→ **GIVEN ENTRIES**
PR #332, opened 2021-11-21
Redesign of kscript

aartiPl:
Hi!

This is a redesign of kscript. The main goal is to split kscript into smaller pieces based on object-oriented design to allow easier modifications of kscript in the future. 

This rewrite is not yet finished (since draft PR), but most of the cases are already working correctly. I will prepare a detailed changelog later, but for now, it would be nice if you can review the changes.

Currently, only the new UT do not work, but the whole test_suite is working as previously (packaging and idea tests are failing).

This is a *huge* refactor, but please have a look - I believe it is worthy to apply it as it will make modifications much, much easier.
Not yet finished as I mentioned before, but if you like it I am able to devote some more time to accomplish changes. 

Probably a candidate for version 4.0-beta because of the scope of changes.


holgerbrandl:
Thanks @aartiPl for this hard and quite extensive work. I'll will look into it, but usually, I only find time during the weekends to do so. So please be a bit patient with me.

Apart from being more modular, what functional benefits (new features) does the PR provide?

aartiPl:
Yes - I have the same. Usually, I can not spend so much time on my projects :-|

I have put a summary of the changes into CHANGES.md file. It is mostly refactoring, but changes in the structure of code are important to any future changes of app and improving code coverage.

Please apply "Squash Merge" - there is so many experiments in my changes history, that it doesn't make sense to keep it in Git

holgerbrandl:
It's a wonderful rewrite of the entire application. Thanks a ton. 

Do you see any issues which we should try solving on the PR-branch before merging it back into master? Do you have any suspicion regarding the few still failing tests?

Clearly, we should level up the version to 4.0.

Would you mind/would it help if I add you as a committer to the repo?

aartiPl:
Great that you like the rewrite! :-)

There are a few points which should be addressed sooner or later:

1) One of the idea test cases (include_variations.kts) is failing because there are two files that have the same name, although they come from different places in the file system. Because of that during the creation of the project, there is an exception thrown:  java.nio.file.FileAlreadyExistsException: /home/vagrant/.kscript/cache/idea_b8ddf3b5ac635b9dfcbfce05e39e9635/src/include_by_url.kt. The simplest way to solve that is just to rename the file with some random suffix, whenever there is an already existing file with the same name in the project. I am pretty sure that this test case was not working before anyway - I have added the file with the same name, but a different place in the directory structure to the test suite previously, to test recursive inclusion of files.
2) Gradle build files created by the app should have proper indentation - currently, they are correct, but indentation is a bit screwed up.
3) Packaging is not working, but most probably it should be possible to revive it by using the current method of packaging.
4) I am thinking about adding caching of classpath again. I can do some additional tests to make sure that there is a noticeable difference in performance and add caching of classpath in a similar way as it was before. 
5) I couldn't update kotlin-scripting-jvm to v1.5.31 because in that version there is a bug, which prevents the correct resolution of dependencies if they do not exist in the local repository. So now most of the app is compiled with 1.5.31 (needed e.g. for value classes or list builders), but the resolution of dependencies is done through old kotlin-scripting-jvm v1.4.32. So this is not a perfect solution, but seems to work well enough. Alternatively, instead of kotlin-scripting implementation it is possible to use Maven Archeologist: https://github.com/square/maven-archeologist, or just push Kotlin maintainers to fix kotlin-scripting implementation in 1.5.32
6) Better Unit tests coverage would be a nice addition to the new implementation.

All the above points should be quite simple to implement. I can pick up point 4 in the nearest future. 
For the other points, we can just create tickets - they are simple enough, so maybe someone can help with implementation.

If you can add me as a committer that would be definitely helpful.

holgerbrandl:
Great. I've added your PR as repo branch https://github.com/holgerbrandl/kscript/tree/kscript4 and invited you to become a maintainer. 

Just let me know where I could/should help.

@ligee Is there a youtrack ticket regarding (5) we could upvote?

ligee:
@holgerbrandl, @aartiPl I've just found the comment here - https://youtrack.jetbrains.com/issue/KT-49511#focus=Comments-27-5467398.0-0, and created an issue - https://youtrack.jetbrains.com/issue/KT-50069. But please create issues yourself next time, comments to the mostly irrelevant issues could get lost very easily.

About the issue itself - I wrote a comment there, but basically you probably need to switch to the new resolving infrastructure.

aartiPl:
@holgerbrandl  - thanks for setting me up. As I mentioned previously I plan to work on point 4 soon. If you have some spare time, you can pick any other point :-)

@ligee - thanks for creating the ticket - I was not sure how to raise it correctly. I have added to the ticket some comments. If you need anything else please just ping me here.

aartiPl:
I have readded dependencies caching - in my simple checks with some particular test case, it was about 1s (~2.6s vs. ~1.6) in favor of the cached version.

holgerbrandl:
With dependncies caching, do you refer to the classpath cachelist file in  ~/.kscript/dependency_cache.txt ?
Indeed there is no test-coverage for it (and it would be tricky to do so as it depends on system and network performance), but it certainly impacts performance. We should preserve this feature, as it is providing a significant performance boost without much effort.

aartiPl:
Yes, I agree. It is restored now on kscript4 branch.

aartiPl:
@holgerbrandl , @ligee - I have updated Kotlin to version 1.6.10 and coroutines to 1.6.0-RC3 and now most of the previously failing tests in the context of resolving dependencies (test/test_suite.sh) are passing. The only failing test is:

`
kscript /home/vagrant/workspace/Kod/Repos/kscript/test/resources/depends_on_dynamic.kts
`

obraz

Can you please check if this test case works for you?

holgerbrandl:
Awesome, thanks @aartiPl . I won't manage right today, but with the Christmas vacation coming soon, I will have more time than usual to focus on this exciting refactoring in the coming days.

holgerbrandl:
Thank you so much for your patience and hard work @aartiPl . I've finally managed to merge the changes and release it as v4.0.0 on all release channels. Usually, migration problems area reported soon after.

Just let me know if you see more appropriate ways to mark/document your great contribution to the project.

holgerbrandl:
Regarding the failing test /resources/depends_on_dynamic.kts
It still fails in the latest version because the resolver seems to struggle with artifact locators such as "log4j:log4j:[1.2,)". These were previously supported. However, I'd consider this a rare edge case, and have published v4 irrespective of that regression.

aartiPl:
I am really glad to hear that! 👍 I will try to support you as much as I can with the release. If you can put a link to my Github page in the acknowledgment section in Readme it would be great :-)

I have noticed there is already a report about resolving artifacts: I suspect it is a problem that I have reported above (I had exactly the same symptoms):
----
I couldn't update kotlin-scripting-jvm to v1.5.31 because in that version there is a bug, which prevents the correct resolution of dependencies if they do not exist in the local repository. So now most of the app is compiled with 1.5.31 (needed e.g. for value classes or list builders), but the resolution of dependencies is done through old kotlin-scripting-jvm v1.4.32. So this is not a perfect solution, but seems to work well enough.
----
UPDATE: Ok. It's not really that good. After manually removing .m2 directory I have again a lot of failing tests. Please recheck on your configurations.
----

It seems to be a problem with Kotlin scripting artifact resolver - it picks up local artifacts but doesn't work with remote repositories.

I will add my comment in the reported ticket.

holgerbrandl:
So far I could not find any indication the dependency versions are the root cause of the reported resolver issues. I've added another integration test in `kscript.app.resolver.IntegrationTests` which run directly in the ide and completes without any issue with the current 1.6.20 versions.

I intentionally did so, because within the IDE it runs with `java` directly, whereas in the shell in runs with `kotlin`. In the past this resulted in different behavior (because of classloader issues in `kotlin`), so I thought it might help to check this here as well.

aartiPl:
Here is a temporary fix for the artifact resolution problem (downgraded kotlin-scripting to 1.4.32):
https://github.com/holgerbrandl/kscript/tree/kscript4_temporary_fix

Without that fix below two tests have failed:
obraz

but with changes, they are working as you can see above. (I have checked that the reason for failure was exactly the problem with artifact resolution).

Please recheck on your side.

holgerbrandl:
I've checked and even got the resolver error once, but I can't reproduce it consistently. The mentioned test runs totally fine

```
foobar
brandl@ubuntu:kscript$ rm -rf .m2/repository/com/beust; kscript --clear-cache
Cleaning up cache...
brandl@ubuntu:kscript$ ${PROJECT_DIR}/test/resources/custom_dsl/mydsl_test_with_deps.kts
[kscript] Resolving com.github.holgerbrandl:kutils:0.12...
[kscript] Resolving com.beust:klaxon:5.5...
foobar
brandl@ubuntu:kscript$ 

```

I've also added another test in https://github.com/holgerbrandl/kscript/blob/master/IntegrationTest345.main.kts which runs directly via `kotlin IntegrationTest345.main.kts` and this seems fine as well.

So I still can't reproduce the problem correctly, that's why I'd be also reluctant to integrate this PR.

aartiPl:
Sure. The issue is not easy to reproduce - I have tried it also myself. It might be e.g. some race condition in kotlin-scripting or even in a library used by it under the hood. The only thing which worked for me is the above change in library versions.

→ **TASK TO COMPLETE**
Please determine how many lines of the listing above include the word "scripting" and state only that number.

→ **ANSWER TO THIS EXERCISE**
5